Die Interreligiöse Konferenz in Japan wurde erfolgreich abgeschlossen. Die in Tokio abgehaltene interreligiöse Konferenz „Religions for Peace” (RfP) brachte Vertreter verschiedener Religionen im Streben um Verständnis und Versöhnung zusammen: Christen, Verantwortliche des Islams, des Buddhismus, Hinduismus, Judentums, Konfuzianismus, Shintoismus, Sikhismus, Taoismus und traditioneller Religionen. Besondere Aufmerksamkeit wurde der Situation in der Ukraine, dem Gazastreifen und in Myanmar gewidmet. Ein zentrales Anliegen bestand darin, einen interreligiösen Dialog zu fördern, der in den Grundwerten jeder Tradition verwurzelt ist. Schließlich sei nur auf dieser Basis eine fruchtbare Zusammenarbeit für Frieden und zur Bewältigung globaler Herausforderungen möglich. RfP wurde 1970 in Kyoto gegründet und engagiert sich in mehr als 90 Ländern für Konfliktlösung, humanitäre Hilfe und andere Aktivitäten zum Friedensaufbau durch Dialog und Zusammenarbeit zwischen den Religionen auf allen Kontinenten. (vn v. 4. 7.)
Die einzige Frau und einzige Christin in der syrischen Übergangsregierung sieht Vielfalt als Chance. Sie traue der von den Islamisten geführten Regierung zu, das Land nach dem Krieg in eine gute Zukunft zu führen, sagte Hind Kabawat dem Nachrichtenmagazin „Der Spiegel". Das Christentum habe ihr geholfen, andere Religionen zu verstehen und zu lieben. Das gelte auch für andere Religionen: „Ein echter Muslim muss andere lieben - denn so ist die Religion nun einmal. […] Wir haben eine gemeinsame Vision für eine bessere Zukunft, also lassen wir die Ideologie beiseite. Am Verhandlungstisch denken wir über die Vorteile unserer unterschiedlichen Überzeugungen nach und geben Syrien den Vorrang". Die Ministerin für Soziales und Arbeit in Syriens Übergangsregierung unter der Führung des Islamisten Ahmed al-Sharaa beschreibt Syrien als „Land wie ein Mosaik": „Wir haben eine rund 2.000-jährige Geschichte mit verschiedenen Religionen und ethnischen Gruppen im Land. Das müssen wir als Chance begreifen." Diese Vielfalt „ist etwas, auf das wir stolz sein können". In einem geeinten Syrien sollten diese Unterschiede zelebriert werden. Dafür sei Inklusion der Schlüssel. Jeder solle seine eigene Sprache sprechen. Die ehemalige Direktorin für Interreligiöse Friedenskonsolidierung an der George Mason University in Fairfax/USA war wenige Tage nach Assads Sturz aus dem Exil nach Syrien zurückgekehrt. Darüber, dass sie die einzige Frau in der Regierung ist, sei sie nicht glücklich. „Ich versuche, mehr Frauen an den Entscheidungsprozessen zu beteiligen." (kap u. kna u. vn v. 5. 7.)

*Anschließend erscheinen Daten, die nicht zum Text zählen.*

PR #851, opened 2018-02-22
Results of profiling

adyach:
Results of profiling with https://github.com/jvm-profiling-tools/async-profiler

## Description
It is possible that this PR request will be never merged, once we reviewed it has to be tested.

The profiling was done in two different ways: local and on production environment. You can find flamegraphs attached to analyse it and conclude the decisions I made or maybe find more things, which I could misinterpret.
https://drive.google.com/file/d/1DvWqOFQr_7QC1aHYkP_PFdmicSBC_FvD/view?usp=sharing

It was observed that polling to Kafka takes a lot of CPU time `StreamingState.pollDataFromKafka`, which means it just using CPU without the need, because usually there is data for streaming from previous call, so we could tolerate it and wait a bit before polling the next time, so the scheduling of `StreamingState.pollDataFromKafka` was changed by adding very small timeout.

`KafkaCursor.toNakadiOffset` is in very hot path of the code and it uses a lot `String.format`, which could be replaced with the more efficient implementation of Apache Commons.

Nakadi consumes a lot of CPU decompressing and compressing request first time during HTTP request/response and the second time during requests to/from Kafka. It is not possible to replace or remove this functionality, but it is possible to improve the request path to Nakadi, because we use custom implementation on the level of filters, replacing it with Jetty `GzipHandler` level decompression it should improve the performance since it reuses some parts of the code on the container level.

The `RFC3339DateTimeValidator.validate` spends a lot of time on cpu and it is obvious, because it is a part of validation. We use regex to validate the time + `OffsetDateTime.parse(dateTime, ISO_OFFSET_DATE_TIME)` to make sure it is really correct time, I replaced it with only one regex it is definitely not completely final check, but it covers the existing tests, so I would like to test it in production as well.

It is noticed that we use logging request twice to track access and slos. It showed up in different parts of profiling and in general it could around 1% of total cpu time used. I decided to improve it anyway extending our logger with async functionality.

`BlacklistService` was noticed in the profiling, because it is called on every call to publish or consume. Actually, the reason for that is curator `TreeCache`, which is used for caching requests to Zookeeper, surprisingly it generates new array on every call to `TreeCache.getChildrenData`. `TreeCache` should be replaced with Zookeeper watchers to avoid this calls, which are around 0.2-0.4% of total time on the processor.

String.getBytes showed in very hot path during publishing, which could be replaced with String.length with the same result, but it is not possible I have tested uit manually, for some reason unicode symbols are not transformed to unicode code, otherwise we could reduce around 1% of time spent on CPU for that.

`PartitionData.getUnconfirmed` was noticed in the profiling, which uses `TreeMap` underneath to calculate cursors distance and it could be replaced with `CursorOperationsService.calculateDistance`, but this quite questionable, because `calculateDistance` usees timelenes and event type cache, so it could be tested a bi later.

Another good candidate is metrics endpoint, which showed up in profiling and consumed around 1.2% of CPU time, I think it is due to the nature of the huge amount of data we have to deserialize before sending requests.

There are things, which we are not able to fix since they are not in our code:
Validation of the events using third party library 
Compression of responses 
Compression/decompression of Kafka messages
Local tokeninfo service (~7-10% at CPU 70-90%)

Overall usage patterns I have since in the profiling looks not bad from my point of view, they are expected behaviour, with little things which I mentioned before. Another big part is usage of Spring could be additional cost we pay, it should be considered migrating from it to more low level implementation to have more control over the stream of data we send to clients if we really consider improving performance of Nakadi.


src/main/java/org/zalando/nakadi/validation/RFC3339DateTimeValidator.java
```diff
@@ -2,40 +2,30 @@
...
 
-    private final String errorMessage = "must be a valid date-time";
-
-    // Valid offsets are either Z or hh:mm. The format hh:mm:ss is not valid
-    // Pattern is used to catch situations that are not covered by {@link OffsetDateTime#parse(CharSequence)}
-    private final String dateTimeOffsetPattern = "^.*[Tt]\\d{2}:\\d{2}:\\d{2}.*([zZ]|([+-]\\d{2}:\\d{2}))$";
-    private final Pattern pattern = Pattern.compile(dateTimeOffsetPattern);
-    private final Optional<String> error = Optional.of(errorMessage);
+    private static final String DATE_TIME_OFFSET_PATTERN =
+            "^\\d{4}-([0][1-9]|[1][0-2])-[0-3]\\d{1}[Tt][0-2]\\d{1}:[0-5]\\d{1}:[0-5]\\d{1}.?\\d{0,9}([zZ]|([+-]\\d{2}:\\d{2}))$";
```
SergKam: How costly a regexp is? Maybe we could write our own custom validation function that will be even more efficient.

antban: If I'm not mistaken - there is a datetime validator that is used in library as well. here we are just checking format. As @SergKam maybe we should test exactly for differences?

adyach: on local machine it looks like that:
Regex:
1: 849ms
2: 886 ms
3: 2728ms

OffsetDateTime:
1: 6539ms
2: 11627ms
3: 6674ms

adyach: About more efficient, we could start testing regex approach and approve it later on if required

antban:
:+1:

adyach:
deploy validation please

PR #868, opened 2018-05-03
Removing deprecated/unmaintained Nakadi clients

mdedetrich:
# Summary

This PR removes both the Nakadi Klients and Reactive Nakadi clients as suggested clients for Nakadi, reasons being

1. Both clients are unmaintained. The last commit for Reactive Nakadi is over a year ago and Nakadi Klients is deprecated
2. Nakadi Klients is already marked as deprecated
3. Both clients implement the low level Nakadi API (which is also deprecated) and there is no hint that either of the clients have plans to upgrade to the high level API


ePaul:
:+1:

mdedetrich:
👍

lmontrieux:
👍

Muslime feiern mit Christen ein Marienfest auf der indonesischen Insel Flores. Die interreligiöse Eröffnungsprozession am traditionsreichen Marienfest „Golo Koe“ mit einer Marienstatue fand am 9. Juli in der Pfarre St. Martin in Bari statt, wie das asiatische Nachrichtenportal „Uca News" berichtete. Begleitet wurde das Fest von traditionellen Tänzen, Liedern und Ritualen der Manggarai-Kultur. Muslimische Dorfbewohner nahmen in traditioneller Kleidung an der Prozession teil, schmückten die Straßen mit Bambus und setzten damit ein Zeichen interreligiöser Solidarität. „Ihre Beteiligung spiegelt den inklusiven Geist dieses Festes wider", sagte Bischof Maksimus Regus laut dem römisch-katholischen Nachrichtendienst RVA. Maria sei ein „Modell der Einheit und Gegenwart" und erinnere daran, „dass Gott mit uns geht". Die Prozession stehe auch im Zeichen des synodalen Weges der Kirche. Neben religiösen Würdenträgern nahmen auch Vertreter der lokalen Regierung teil. Der Höhepunkt des Festes ist eine Abschlussprozession am 14. August von Waterfront City zum Golo-Koe-Hügel. (kap u. vn v. 12. 7.)
Ein Münsteraner Islamtheologe ruft Muslime auf, ihre jüdischen Wurzeln neu zu entdecken. Mouhanad Khorchide, der Leiter des Zentrums für Islamische Theologie an der Universität Münster, meinte, es benötige dringend eine pro-jüdische Lesart des Korans, so der Autor des Buches „Ohne Judentum kein Islam". Lese man den Koran in chronologischer Reihenfolge, stelle man schnell fest, dass Mohammed sich intensiv auf jüdische Erzählungen und auf Mose selbst berief, um seine eigene prophetische Mission zu legitimieren. „Es wundert daher nicht, dass Mose die im Koran am häufigsten erwähnte Figur ist." Außerdem hätten Muslime über viele Jahre hinweg in Richtung Jerusalem gebetet und sich auch jüdische Speisevorschriften angeeignet. Der Islam werde heute in vielen muslimischen Kreisen oft antijüdisch gelesen. „In Moscheepredigten wird oft nicht klar zwischen der Politik der israelischen Regierung und dem Judentum unterschieden." Zudem sei der sogenannte religiös begründete Exklusivismus in der islamischen Theologie weitverbreitet: Es werde vermittelt, der Islam sei die einzig wahre Religion, während Christentum und Judentum als überholt oder falsch gelten. Dem gelte es, entschieden entgegenzuwirken. Doch das allein genüge nicht, es brauche aktiv pro-jüdische islamische Gegennarrative. Zudem sei das Problem nicht nur religiöser Natur: „Solange der Nahostkonflikt ungelöst bleibt, wird er weiterhin ein fruchtbarer Boden für islamisch legitimierten Antisemitismus sein", sagte Khorchide. (domradio.de v. 13. 7.)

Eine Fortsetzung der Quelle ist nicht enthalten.